EDIT3: I recompiled OpenCV WITHOUT IPP and the various SSE instructions. The OpenCV performances seem to be the same!!
Frame Count: 4754
Frame Resolution: 1920x1080
Total time OpenCV: 23541.7 ms
Frame Avg OpenCV: 4.95198 ms
There are two things going on here.
You're spending roughly half of the GPU time allocating and copying memory to and from the GPU. The CPU-GPU connection is a relatively slow link, and straight away halves your performance compared to the situation where the data starts and ends on the GPU and memory is allocated once. There are some things you can do to help here, such as moving the allocations outside of the loop, and overlapping the data transfer for one frame with the calculation of the next, but the pattern of copy->execute->copy rarely produces great runtimes unless the execution is quite complex.
Your kernel is expected to be memory bound. You are (ideally) moving 4 bytes/thread, with ~2 million threads (pixels) and a runtime of 853us you're getting about 10GB/s. The GTX 970's peak is 224GB/s. You're a long way off.
The problem here is that you're doing 8 bit transactions. The solution in this case would be to use shared memory. If you load data into shared memory in a high performance manner (eg. cast the pointers to int4s, making sure of alignment) at the start of the kernel, you can then read from that memory, then write back out with 32+ bits per thread. This means you're have to process multiple pixels a thread, but that's not a problem.

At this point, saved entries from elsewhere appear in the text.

PR #3626, opened 2026-06-29
fix(lightspeed): stop hardcoding vector_store_ids to product docs only

rajin-kichannagari:
# Summary
The backend plugin was explicitly setting `vector_store_ids` to only the `rhdh-product-docs` vector store, which prevented BYOK RAG sources configured in `rag.inline` from being queried via inline RAG.

By removing this override, the lightspeed-stack uses its own `rag.inline` config to determine which stores to query, enabling multi-source RAG.

## Context
When BYOK knowledge sources are configured in `lightspeed-stack.yaml`, the `_fetch_byok_rag()` function in lightspeed-stack filters the request's `vector_store_ids` against `rag.inline`. Since the plugin was only sending the product docs store ID, BYOK stores were always filtered out and inline RAG was silently skipped.

- [x] A changeset describing the change and affected packages.

### DIFF
--- a/workspaces/lightspeed/plugins/lightspeed-backend/src/service/router.ts
+++ b/workspaces/lightspeed/plugins/lightspeed-backend/src/service/router.ts
@@ -134,8 +134,6 @@ export async function createRouter(
     lightspeedCoreBaseUrl,
     logger,
   );
-  let lightspeed_vector_store_id: string = '';
-
   // Parse admin-configured MCP servers from app-config.
   // Only name is required; token is optional (users can provide their own via the UI).
   // URLs come from LCS (GET /v1/mcp-servers), not from app-config.
@@ -600,19 +598,6 @@ export async function createRouter(
         const { userEntityRef } = getIdentity(request);
 
         logger.info(`/v1/query receives call from user: ${userEntityRef}`);
-
-        // get the vector store id for the rhdh-product-docs vector store
-        if (lightspeed_vector_store_id === '') {
-          const vectorStores = await vectorStoresOperator.vectorStores.list();
-          lightspeed_vector_store_id =
-            vectorStores.data.find((v: any) =>
-              v.name.startsWith('rhdh-product-docs'),
-            )?.id || '';
-        }
-
-        if (lightspeed_vector_store_id !== '') {
-          request.body.vector_store_ids = [lightspeed_vector_store_id];
-        }
 
         const userQueryParam = `user_id=${encodeURIComponent(userEntityRef)}`;
         request.body.media_type = 'application/json'; // set media_type to receive start and end event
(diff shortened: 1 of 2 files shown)


workspaces/lightspeed/plugins/lightspeed-backend/src/service/router.ts
```diff
@@ -601,19 +599,6 @@ export async function createRouter(
...
-          lightspeed_vector_store_id =
-            vectorStores.data.find((v: any) =>
-              v.name.startsWith('rhdh-product-docs'),
-            )?.id || '';
-        }
-
-        if (lightspeed_vector_store_id !== '') {
-          request.body.vector_store_ids = [lightspeed_vector_store_id];
-        }
-
```
michael-valdron, line 616: @maysunfaisal @rajin-kichannagari Do we still need to get the vector store ID from the vector stores this way if the platform engineer does not use BYOK? If so, we might want to add some additional logic here to determine if this is a BYOK situation or not.

JslYoon: I'm pretty sure we still need this explicit vector_store setup or otherwise Developer LIghtspeed tool will also query from Notebooks vector_store.

JslYoon (commented):
I believe we deliberately disabled `rag.inline` and only enabled `tool.rag` because the two conflicted and caused an infinite loop.

workspaces/lightspeed/plugins/lightspeed-backend/src/service/router.ts
maysunfaisal: @JslYoon is that why it was introduced in the first place? We also need to remove this hardcoded vector store dependency because OKP also cannot function if we are calling LCORE with hardcoded vector store names 🤔

workspaces/lightspeed/plugins/lightspeed-backend/src/service/router.ts
```diff
@@ -601,19 +599,6 @@ export async function createRouter(
 
         logger.info(`/v1/query receives call from user: ${userEntityRef}`);
 
-        // get the vector store id for the rhdh-product-docs vector store
```
maysunfaisal, line 604: According to Claude,

> The test fixture at __fixtures__/lcsHandlers.ts:281-282 mocks the vector stores endpoint returning rhdh-product-docs. Since the PR removes the code that calls that endpoint to look up the vector store
  ID, this mock handler will just go unused — it won't break any tests, but it's now dead fixture code.

maysunfaisal:
@rajin-kichannagari This PR is still valid and addresses a concern for both BYOK and OKP. I shared some insights on the Slack thread. Maybe we can chat more about this on the Parking Lot or we can discuss on Slack.

maysunfaisal (approved):
lgtm

PR #3629, opened 2026-06-29
Rhidp 14314/attachment type model validation

JslYoon:

- Add `/v1/validate-model-vision` endpoint that probes model vision
   capability by sending a minimal test JPEG to LCS `/v1/responses`
   - Add `validateAttachmentsForModel` middleware on `/v1/query` to reject
   image attachments for non-vision models
   - Add `ModelCapabilitiesCache` singleton to cache vision capability
   results per model
   - Remove stray `console.log` debug statement from notebooks router
   - Unit tests for the cache and integration tests for both the endpoint and
   query validation

https://redhat.atlassian.net/browse/RHIDP-14314
https://redhat.atlassian.net/browse/RHIDP-15365


workspaces/intelligent-assistant/plugins/intelligent-assistant-backend/src/service/router.ts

An alternative solution would be to find a library to do this operation. NPP, for example, covers a lot of image related tasks and may well be faster than hand-written code.
With a good memory access pattern I would expect this kernel to go >10x faster. Due to Amdahl's Law, you're going to be dominated by overhead once you've done this, so unless you can get rid of them the runtime is only going to be ~2x faster.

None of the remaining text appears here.